DATASET EXTRACT START
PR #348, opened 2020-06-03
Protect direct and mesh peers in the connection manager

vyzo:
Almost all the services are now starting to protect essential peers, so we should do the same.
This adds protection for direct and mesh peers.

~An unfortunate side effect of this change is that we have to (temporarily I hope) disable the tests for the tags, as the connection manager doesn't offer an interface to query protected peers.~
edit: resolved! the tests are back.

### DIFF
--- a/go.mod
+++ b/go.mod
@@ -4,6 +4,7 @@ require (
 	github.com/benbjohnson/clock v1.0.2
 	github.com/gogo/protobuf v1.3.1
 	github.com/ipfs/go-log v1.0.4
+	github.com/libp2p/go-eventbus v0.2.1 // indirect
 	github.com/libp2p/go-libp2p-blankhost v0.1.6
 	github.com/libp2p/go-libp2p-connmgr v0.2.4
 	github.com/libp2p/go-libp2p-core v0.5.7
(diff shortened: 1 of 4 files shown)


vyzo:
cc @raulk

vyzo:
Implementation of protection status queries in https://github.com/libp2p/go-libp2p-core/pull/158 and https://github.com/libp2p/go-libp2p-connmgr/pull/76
DATASET EXTRACT END
### [DIRECTIONS FOR THIS TASK]
Retype exactly, and only, the lines from the line holding "Almost all the" through the last line of the data; both of those lines count.

### [ANSWER FOR THE TASK]
Almost all the services are now starting to protect essential peers, so we should do the same.
This adds protection for direct and mesh peers.

~An unfortunate side effect of this change is that we have to (temporarily I hope) disable the tests for the tags, as the connection manager doesn't offer an interface to query protected peers.~
edit: resolved! the tests are back.

### DIFF
--- a/go.mod
+++ b/go.mod
@@ -4,6 +4,7 @@ require (
 	github.com/benbjohnson/clock v1.0.2
 	github.com/gogo/protobuf v1.3.1
 	github.com/ipfs/go-log v1.0.4
+	github.com/libp2p/go-eventbus v0.2.1 // indirect
 	github.com/libp2p/go-libp2p-blankhost v0.1.6
 	github.com/libp2p/go-libp2p-connmgr v0.2.4
 	github.com/libp2p/go-libp2p-core v0.5.7
(diff shortened: 1 of 4 files shown)


vyzo:
cc @raulk

vyzo:
Implementation of protection status queries in https://github.com/libp2p/go-libp2p-core/pull/158 and https://github.com/libp2p/go-libp2p-connmgr/pull/76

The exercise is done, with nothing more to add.